Fostering End-of-Life Utilization by Information-driven Robotic Disassembly

Abstract

Economic and ecological feasibility are the key factors for companies to engage in circular economy processes. Disassembly plays a major role in this environment, as it is one of the most complex and labor-intensive steps in end-of-life processing. For this reason, an automation of the disassembly in order to facilitate performing the necessary tasks is highly favorable. In this contribution, an agent-based robotic disassembly system, evolved from the innovation cluster “Recycling 4.0”, is presented. The proposed system features a novel information-driven control architecture, combining a superordinate, cloud-based knowledge base and comprehensive sensory perception. In pursuance to find an optimized utilization strategy for each part to be disassembled, various features, such as individual life-cycle data, material composition and optical rating are taken into account for an artificial intelligence based multi-criteria assessment in order to determine an appropriate end-of-life option for each of the part’s components.

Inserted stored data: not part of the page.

PR #3853, opened 2016-01-09
Fix the lifter for abstractconv2d.

abergeron:
The abstractconv tests should already test for that.

### DIFF
--- a/theano/sandbox/gpuarray/opt.py
+++ b/theano/sandbox/gpuarray/opt.py
@@ -806,6 +806,9 @@ theano.tensor.nnet.conv2d()
             AbstractConv2d_gradWeights,
             AbstractConv2d_gradInputs])
 def local_lift_abstractconv2d(node, context_name):
+    if isinstance(node.outputs[0].type, GpuArrayType):
+        # Don't handle this node here.
+        return
     inps = list(node.inputs)
     inps[0] = as_gpuarray_variable(node.inputs[0],
                                    context_name=context_name)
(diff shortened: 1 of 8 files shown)


theano/sandbox/gpuarray/opt.py
```diff
@@ -811,7 +811,7 @@ def local_lift_abstractconv2d(node, context_name):
                                    context_name=context_name)
     inps[1] = as_gpuarray_variable(node.inputs[1],
                                    context_name=context_name)
-    return [node.op(*inps)]
```
nouiz: what was the consequence of this? I suppose an optimization warning and the op not being lifted? Is that detected by a test?

abergeron:
I've made a different fix since the problems comes from elsewhere.

lamblin:
I'm OK with the new fix. Is it possible to make a small test, where the shapes of a convolution gradient are coming from the GPU?

theano/sandbox/gpuarray/opt.py
```diff
@@ -806,6 +806,9 @@ def local_error_convop(node, context_name):
             AbstractConv2d_gradWeights,
             AbstractConv2d_gradInputs])
 def local_lift_abstractconv2d(node, context_name):
+    if isinstance(node.outputs[0].type, GpuArrayType):
+        # Don't handle this node here.
```
nouiz: As this need a test, can you change this comment to tell:

# the op is already on the GPU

It is shown that the developed system is able to operate in a collaborative scenario of an electric vehicle traction-battery disassembly, deciding upon the level of disassembly for the end-of-life option chosen based on the available information, which is acquired through a system-wide interoperability standard. Being able to actively contribute to the overall knowledge base of the framework by processing validated product- and process-knowledge back to the knowledge base, the robotic system fosters a feasible progression towards closed-loop supply-chains in a circular economy and enables new market participants to engage in recycling operations.